On Tue, 2 Sep 2025, Tamar Christina wrote:

> > -----Original Message-----
> > From: Richard Biener <[email protected]>
> > Sent: Tuesday, September 2, 2025 1:30 PM
> > To: Tamar Christina <[email protected]>
> > Cc: [email protected]; nd <[email protected]>
> > Subject: Re: [PATCH v2 3/3]middle-end: Use addhn for compression instead of
> > inclusive OR when reducing comparison values
> > 
> > On Tue, 2 Sep 2025, Tamar Christina wrote:
> > 
> > > Given a sequence such as
> > >
> > > int foo ()
> > > {
> > > #pragma GCC unroll 4
> > >   for (int i = 0; i < N; i++)
> > >     if (a[i] == 124)
> > >       return 1;
> > >
> > >   return 0;
> > > }
> > >
> > > where a[i] is long long, we will unroll the loop and use an OR reduction 
> > > for
> > > early break on Adv. SIMD.  Afterwards the sequence is followed by a 
> > > compression
> > > sequence to compress the 128-bit vectors into 64-bits for use by the 
> > > branch.
> > >
> > > However if we have support for add halving and narrowing then we can 
> > > instead
> > of
> > > using an OR, use an ADDHN which will do the combining and narrowing.
> > >
> > > Note that for now I only do the last OR, however if we have more than one 
> > > level
> > > of unrolling we could technically chain them.  I will revisit this in 
> > > another
> > > up coming early break series, however an unroll of 2 is fairly common.
> > >
> > > Bootstrapped Regtested on aarch64-none-linux-gnu,
> > > arm-none-linux-gnueabihf, x86_64-pc-linux-gnu
> > > -m32, -m64 and no issues and about a 10% improvements
> > > in this sequence for Adv. SIMD.
> > >
> > > Ok for master?
> > 
> > Hmm, so you are replacing the last bitwise OR with a
> > addhn which produces a "smaller" vector.  So like
> > 
> >  V4SI tem = V4SI | V4SI;
> >  if (tem != 0)
> > 
> > ->
> > 
> >  V4HI tem = .VEC_ADD_HALVING_NARROW (V4SI, V4SI);
> >  if (tem != 0)
> > 
> > whatever 'halving' now stands for (isn't that .VEC_ADD_HIGH_NARROW?)
> > 
> 
> Yeah, but it retrieved the high half, so open to suggestion but I think any 
> name
> would be confusion..
> 
> > I can't see how that's in any way faster?  (the aarch64 testcases
> > unfortunately stop matching after the addhn)
> > 
> 
> Which is intentional.
> 
> The original code with the ORR is
> 
>         ldp     q31, q30, [x0]
>         cmeq    v31.2d, v31.2d, v29.2d
>         cmeq    v30.2d, v30.2d, v29.2d
>         orr     v31.16b, v31.16b, v30.16b
>         umaxp   v31.4s, v31.4s, v31.4s
>         fmov    x3, d31
> 
> because the result of the ORR is a 128-bit vector it needs to be compressed
> into 64 bits to be transferred to GPR so the != 0 can be performed.
> 
> ADDHN does the combination and compression in one step. i.e. 
> 
> Orr + umaxp -> addhn.

Ah, I see.  So AdvSIMD lacks a ptest, and instead you go to gpr.
The above code does a max reduction and the fmov moves the
scalar reduction result to a GPR?  But with addhn you move
the whole (64bit) vector reg to a GPR?

It seems to me that on the vectorizer side it's not so interesting
to know the target can do addhn but that the target can't do
a {u,}cmpv4si with EQ?  That is, without the patch the vectorizer
generates a GIMPLE_COND that isn't supported by the target?

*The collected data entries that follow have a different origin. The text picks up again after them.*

PR #405, opened 2015-07-19
[469678] Check if an array with component type ‘void’ is to be created

szarnekow:


eclipsewebmaster:
Issue tracker reference:
https://bugs.eclipse.org/bugs/show_bug.cgi?id=469678

PR #409, opened 2015-07-20
[466702] Don’t highlight postfix operators as extensions

szarnekow:


eclipsewebmaster:
Issue tracker reference:
https://bugs.eclipse.org/bugs/show_bug.cgi?id=466702

PR #418, opened 2015-07-23
[idea] improved completion context matching

svenefftinge:
The pattern-based approach had way too many false positive matches, so I replaced 
them by our parser-based follow element computation. Instead of passing a pattern, you now directly pass abstract elements or eStructuralFeatures.

Advantages over the ContentAssistContextFactory-hook, is that the PsiFile’s XtextResource is not resolved and that we have the full IntelliJ API available.


intellij/org.eclipse.xtend.idea/src/org/eclipse/xtend/core/idea/completion/XtendCompletionContributor.xtend
```diff
@@ -58,7 +56,7 @@ class XtendCompletionContributor extends AbstractXtendCompletionContributor {
 	protected def completeAbstractSuperMethods() {
 		extend(
 			CompletionType.BASIC,
-			psiElement.withEReference(XtendPackage.Literals.XTEND_TYPE_DECLARATION__MEMBERS)
+			grammarAccess.memberAccess.newKeyword_2_2_2
```
szarnekow: A little hacky - would it work to pass the EStructuralFeature XtendType.members here, instead?

svenefftinge: I changed it to use the feature. As it is just computing the elements once on startup, I don't think it is a problem performance-wise. 
Changing it revealed a serious bug, which is fixed in the updated commit. thx.

svenefftinge:

svenefftinge:

PR #429, opened 2015-07-28
[idea] added ‘idea.config.path’ variable to point to project-local directory

svenefftinge:


svenefftinge:

PR #444, opened 2015-08-01
[473079] Fixed mvn test expectations

szarnekow:
The tests were still based on the assumption that all
trace regions are relevant for debugging. Since this
information is now persisted, the expectations had to
be adjusted too.


eclipsewebmaster:
Issue tracker reference:
https://bugs.eclipse.org/bugs/show_bug.cgi?id=473079

PR #453, opened 2015-08-05
[trace] removed unused Type parameters and unused inverseView methods

svenefftinge:


svenefftinge:
I removed some parts that were not really used in order to simplify the code a bit. 
I think we could go a step further and remove the PlatformSpecific variations by working passing strategies to convert SourceRelativeUri to an AbsoluteUri and another to load contents for an AbsoluteUri.

The downside would be that clients than no langer can directly obtain IStorage / VirtualFile but have to go through their platform-specific URI-to-Platform service (e.g. Storage2URIConverter). The upside is that we can have simpler type hierarchy for traces, trace provider and location.

svenefftinge:

PR #454, opened 2015-08-05
[xtext.xtext] use new Serializer instead of ParseTreeConstructor

meysholdt:
The 'SerializerFragment' is intentionally not used because it generates
Java files which would become public API. 

The Serializer is fully functional without the SerializerFragment.


meysholdt:
the failed tests seem unrelated; they don't fail locally on my machine.

PR #457, opened 2015-08-06
[xtext.xtext] use IResourceDescription.Manager for scoping

meysholdt:
...instead of GlobalResourceDescriptionProvider. 

Because when the grammar is loaded from an .xtextbin file, 
the GlobalResourceDescriptionProvider returns null, because there
is no IResourceServiceProvider registered for *.xtextbin.


meysholdt:

meysholdt:
this fixes org.eclipse.xtext.parsetree.reconstr.XtextGrammarReconcilationTest.testSelf()

szarnekow:
Looks like the only client of the GlobalResourceDescriptionProvider is now gone. Deprecate and schedule for removal?

meysholdt:
It’s also used in 
org.eclipse.xtext.scoping.impl.ResourceSetGlobalScopeProvider.resourceDecriptionProvider

szarnekow:
ResourceSetGlobalScopeProvider doesn't seem to be used either in our code... anyway, people may still use it, that's true.

meysholdt:
regarding "Jenkins/xtext-runtime-tests-master-latest", the remaining failing tests have been fixed by https://github.com/eclipse/xtext/commit/99f3524658b9da7542b4080a62e1d732b2155856 already.

PR #461, opened 2015-08-07
[idea] fixed problem with deletion of folders not triggering events for its children, registered IndexedJvmTypeAccess for auto builder

svenefftinge:


svenefftinge:

PR #467, opened 2015-08-11
[xbase][bug 466974] Create a variable for an argument if it has side effects and one of following arguments requires a variable declaration also

akosyakov:
Change-Id: Ibe68a5f012267acf96f55e69300aa0761bb5f42e
Signed-off-by: akosyakov <anton.kosyakov@itemis.de>


eclipsewebmaster:
Issue tracker reference:
https://bugs.eclipse.org/bugs/show_bug.cgi?id=466974

PR #470, opened 2015-08-12
[idea] unify how we obtain virtual files for psi elements plus some other minor changes

svenefftinge:


svenefftinge:

PR #472, opened 2015-08-12
Bug 390789 - No marker when class name does not match file name

dhuebner:


eclipsewebmaster:
Issue tracker reference:
https://bugs.eclipse.org/bugs/show_bug.cgi?id=390789

PR #2219, opened 2023-04-15
Remove 'de.itemis.xtext.antlr.feature' from target files

HannesWell:
As discussed in https://github.com/eclipse/xtext/pull/2213#issuecomment-1506846616, the de.itemis.xtext.antlr.feature should not be in the target-files.
It is only used for developer convenience in the xText development workspace and already added to that by the Xtext Oomph-setup.

### DIFF
--- a/org.eclipse.xtext.generator/META-INF/MANIFEST.MF
+++ b/org.eclipse.xtext.generator/META-INF/MANIFEST.MF
@@ -59,7 +59,6 @@ Require-Bundle: org.eclipse.xtext.xtext.generator;visibility:=reexport,
  org.eclipse.xtend.typesystem.emf;bundle-version="2.2.0";visibility:=reexport,
  org.eclipse.emf.codegen.ecore;bundle-version="2.29.0";resolution:=optional;visibility:=reexport;x-installation:=greedy,
  org.eclipse.xtext;resolution:=optional;x-installation:=greedy,
- de.itemis.xtext.antlr;bundle-version="2.0.0";resolution:=optional;visibility:=reexport,
  org.eclipse.emf.ecore;bundle-version="2.26.0",
  org.eclipse.emf.common;bundle-version="2.24.0",
  org.antlr.runtime;bundle-version="[3.2.0,3.2.1)",
@@ -72,5 +71,6 @@ Require-Bundle: org.eclipse.xtext.xtext.generator;visibility:=reexport,
 Bundle-ActivationPolicy: lazy
 Import-Package: org.apache.commons.logging;version="1.0.4";resolution:=optional;x-installation:=greedy,
  org.apache.log4j;version="1.2.24"
+DynamicImport-Package: de.itemis.xtext.antlr.toolrunner
 Automatic-Module-Name: org.eclipse.xtext.generator
 Eclipse-SourceReferences: eclipseSourceReferences
--- a/org.eclipse.xtext.xtext.generator/META-INF/MANIFEST.MF
+++ b/org.eclipse.xtext.xtext.generator/META-INF/MANIFEST.MF
@@ -17,7 +17,6 @@ Require-Bundle: org.eclipse.xtext;x-installation:=greedy,
  org.eclipse.emf.mwe2.lib;bundle-version="2.14.0";resolution:=optional,
  org.eclipse.equinox.common;bundle-version="3.16.0",
  org.antlr.runtime;bundle-version="[3.2.0,3.2.1)",
- de.itemis.xtext.antlr;bundle-version="2.0.0";resolution:=optional;visibility:=reexport,
  org.eclipse.jdt.core;bundle-version="3.29.0";resolution:=optional
 Import-Package: org.apache.log4j;version="1.2.24"
 Export-Package: org.eclipse.xtext.xtext.generator,
@@ -62,5 +61,6 @@ Export-Package: org.eclipse.xtext.xtext.generator,
  org.eclipse.xtext.xtext.generator.validation,
  org.eclipse.xtext.xtext.generator.web,
  org.eclipse.xtext.xtext.generator.xbase
+DynamicImport-Package: de.itemis.xtext.antlr.toolrunner
 Automatic-Module-Name: org.eclipse.xtext.xtext.generator
 Eclipse-SourceReferences: eclipseSourceReferences
--- a/xtext-latest.target
+++ b/xtext-latest.target
@@ -38,10 +38,6 @@
 			<unit id="org.eclipse.lsp4j.sdk.feature.group" version="0.0.0"/>
 		</location>
 		<location includeAllPlatforms="false" includeConfigurePhase="false" includeMode="planner" includeSource="true" type="InstallableUnit">
-			<repository location="https://download.itemis.com/updates/releases/2.1.1"/>
-			<unit id="de.itemis.xtext.antlr.feature.feature.group" version="0.0.0"/>
-		</location>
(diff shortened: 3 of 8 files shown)


cdietrich:
it looks like its needed anyway cause tycho insists on resolving optional dependcies

HannesWell:
> it looks like its needed anyway cause tycho insists on resolving optional dependcies

That's unexpected. Maybe with the new resolver in Tycho 3/4 this is handled more gracefully.
I suggest to keep this open until Tycho 3 is used for xtext and then try it again?

LorenzoBettini:
@HannesWell, if you have time, could you please check locally whether with Tycho 3.0.4 there's no error in TP resolution? I guess `validate` phase should be enough.

HannesWell:
> @HannesWell, if you have time, could you please check locally whether with Tycho 3.0.4 there's no error in TP resolution? I guess `validate` phase should be enough.

Tried it with Tycho 3.0.4 locally and the same error occurred.

@laeubi do you have any idea, why we get the resolution error below with that require-bundle entry (with and without the reexport)?
`Require-Bundle: de.itemis.xtext.antlr;bundle-version="2.0.0";resolution:=optional;visibility:=reexport`
I would expect Tycho to ignore optional dependencies if absent.

```
 [INFO] Resolving target definition file:/home/jenkins/agent/workspace/xtext_PR-2219/org.eclipse.xtext.xtext.generator/../xtext-r202203.target for environments=[macosx/cocoa/x86_64, win32/win32/x86_64, linux/gtk/x86_64], include source mode=honor, execution environment=StandardEEResolutionHints [executionEnvironment=OSGi profile 'JavaSE-11' { source level: 11, target level: 11}], remote p2 repository options=org.eclipse.tycho.p2.remote.RemoteAgent@1055d261...
 [INFO] Resolving dependencies of MavenProject: org.eclipse.xtext:org.eclipse.xtext.xtext.generator:2.31.0-SNAPSHOT @ /home/jenkins/agent/workspace/xtext_PR-2219/org.eclipse.xtext.xtext.generator/pom.xml
 [INFO] {osgi.os=macosx, osgi.ws=cocoa, org.eclipse.update.install.features=true, osgi.arch=x86_64}
 [ERROR] Cannot resolve project dependencies:
 [ERROR]   Software being installed: org.eclipse.xtext.xtext.generator 2.31.0.qualifier
 [ERROR]   Missing requirement: org.eclipse.xtext.xtext.generator 2.31.0.qualifier requires 'osgi.bundle; de.itemis.xtext.antlr 2.0.0' but it could not be found
 [ERROR] 

```

laeubi:
> I would expect Tycho to ignore optional dependencies if absent.

If you want to ignore them simply remove them ;-)

Otherwise there are no "optional dependencies" in terms of a build-tool, because in contrast to the runtime where you probably do not execute all code pathes (or can handle the absence of a service / class / resource / ...) at compile time you need to compile everything.

Still I have created already:
- https://github.com/eclipse-tycho/tycho/issues/2309

cdietrich:
=> we have to keep them

HannesWell:
> Otherwise there are no "optional dependencies" in terms of a build-tool, because in contrast to the runtime where you probably do not execute all code pathes (or can handle the absence of a service / class / resource / ...) at compile time you need to compile everything.

Indeed, makes sense in general.
But in this case the classes are only accessed reflectively and therefore don't have to be present at compile-time either:
https://github.com/eclipse/xtext/blob/93acb221e6fabbc2d09e687365bfbbe4bdf29ce5/org.eclipse.xtext.generator/src/org/eclipse/xtext/generator/parser/antlr/AntlrToolFacade.java#L29

Wouldn't it make sense to use `DynamicImport-Package` in this case?
@cdietrich how can I test if that still works at runtime.

laeubi:
> But in this case the classes are only accessed reflectively and therefore don't have to be present at compile-time either:

The one should use `Dynamic-ImportPacakge` instead ...

cdietrich:
i dont know the 
Dynamic-ImportPacakge
do you
@szarnekow

szarnekow:
I'm aware of the concept of Dynamic-ImportPackage but have never used it. Conceptionally it should do the trick.

laeubi:
- https://docs.osgi.org/specification/osgi.core/7.0.0/framework.module.html#framework.module.dynamicimportpackage
- http://keheliya.blogspot.com/2013/02/use-of-dynamicimport-package-in-osgi.html

cdietrich:
=> would need to be tested if it works.

HannesWell:
> => would need to be tested if it works.

Yes. Can you tell me an elegant way to do that? Then I can test it this evening.

In general, if this should be worked out in a clean way there could be a general `WhatEverTool` interface in the generator Plugin which is implemented by the itemes-implemention for example as declarative service. Then at the place where now the class is looked up, the OSGi framework could be asked for that service.
If that should work outside of OSGi, the Service-Loader mechanism of Java could be used.
But both would require a bit more rework on both sites (which I'm currently not eager to do^^).

cdietrich:
the dependeny is in xtext.xtext.generator.
so i expect if the itemis plugin is in tp
and you create a new xtext project wizard 
and then run/debug the workflow file,
it should not download antlr but load the antlr.generator from classpath instead

HannesWell:
I tested it with the example dsl xtext project from the xtext dev workspace and there I see the following print-out:
```
581  INFO  GenModelHelper     - Registered GenModel 'http://www.eclipse.org/xtext/common/JavaVMTypes' from 'platform:/resource/org.eclipse.xtext.common.types/model/JavaVMTypes.genmodel'
707  INFO  AntlrToolFacade    - Downloading file from 'https://download.itemis.com/antlr-generator-3.2.0-patch.jar' ...
1291 INFO  AntlrToolFacade    - Finished downloading.
1318 INFO  XtextGenerator     - Generating org.xtext.example.mydsl.MyDsl
1380 INFO  EMFGeneratorFragment2 - Generating EMF model code
```
So is this kind of download expected or not?

Nevertheless I thought about it again and assume the mwe2 workflow execution isn't an OSGi runtime, is it? Therefore the DynamicImport-Package header is actually meaningless there. But the project's dependencies are probably added to the classpath of the mwe2 runtime, aren't they? But for that the regular Import-Package header can be considered and DynamicImport-Package probably isn't.
When I revert to the old Import-Package header I don't get the download printout, even if the downloaded jar is absent.
So I have the impression that the Import-Package is necessary here and therefore also the IUs in the TP.

As far as I know there is know other trick to pull in the itemis-plugin into a launch, unless one specifies a launch config for it and adds it.

cdietrich:
the xtext.generator and xtext.xtext.generator have a dep to the itemis thing which has a dependency to antlr.generator. so when the itemis thing is there the antlrtoolfacade should be able to find and use it.

cdietrich:
any update here? for me it works without download when the itemis plugin is present in tp.

HannesWell:
> any update here? for me it works without download when the itemis plugin is present in tp.

Unfortunately I cannot report anything successful. I also tried to use p2.inf to tell Tycho that the package requirement is not greedy but that seems not to be considered during initialization.

So unless there isn't or at least will be soon another trick to tell Tycho to ignore the Package during resolution, I think this attempt failed und the PR can be abandoned.

cdietrich:
ok thx for your effort anyway

HannesWell:
Should we then remove the items feature from the Oomph targlet? Since it is already in the target it is not nessesary to have it in the setup again.
If you agree I can create a PR.

cdietrich:
yes please create a pr. but i will have to test this once the pr is open if it still is working

HannesWell:
> yes please create a pr. but i will have to test this once the pr is open if it still is working

Of course, please see https://github.com/eclipse/xtext/pull/2641.

PR #2221, opened 2023-04-15
purexbase.eclipse.tests in the build

### LINKED ISSUE #2220: purexbase.eclipse.tests not executed during the build
I did not notice that during repo merge, because it wasn't executed in the original `xtext-eclipse` repository either.

Was that intentional @szarnekow ?

I can create a PR to enable that.
There are only two tests, and the second one is ignored with a TODO.

LorenzoBettini:
Closes #2220


cdietrich (approved):
approved given the ci build succeeds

We check for cbranch, so currently you say you can do it but emulate
it with umaxp + fmov?

What do you do when there's only one V4SImode vector?  You
could pack (truncate) that to V4HImode, right?  Aka
vec_pack_trunc (x, x) -> V8HImode and the lower V4HI / 64bit is
then 'x'?

> > Also the inputs are vector bools(?), so you should V_C_E them to
> > data vectors before "adding" them.  And check that they have
> > a vector mode that's not VnBImode for which I guess the addhn
> > semantics wouldn't be necessarily good enough.
> 
> ADDHN can't be used for SVE (and so the optab isn't implemented on SVE modes)
> because SVE's version is even/odd.  But for SVE we also don't want this 
> codegen
> because SVE can branch on the result of the data compare.  So we don't want 
> the
> intermediate forced compression.  So this is strictly for Adv. SIMD.
> 
> > 
> > How would you scale this to workset.length () > 2?  I suppose
> > for an even number reduce to the half element size first, for
> > odd you could make it even by first reducing two vectors with IOR?
> > If small, either check for another narrowing addhn operation or
> > continue with IOR?
> > 
> 
> Because the instruction can't work on bytes,  having > 2 just uses ORR
> Until we have == 2 and then ADDHN.  You could use ADDHN for the
> Intermediate steps, but ADDHN hits a limit when you reach bytes.
>
> However one big benefit of using the ADDHN even in > 2 cases is that
> it prevents reassoc from breaking the ORR order we created in the
> vectorizer as it can't reassociate them back to a linear form as it does
> today.
> 
> And the reason we can't match the ADDHN in the backend is that in
> order for us to know that the inputs are Boolean vectors we also have
> to match the compares.  This means that the chain is longer than what
> combine tries since it has to match everything including the if_then_else
> and the reduction to set the CC.
> 
> > That said, I still fail to see how addhn reduces the critical
> > latency?
> > 
> 
> Because it replaces 2 instruction on the critical reduction path with 1
> that is half the latency of the two it replaced.  See example above.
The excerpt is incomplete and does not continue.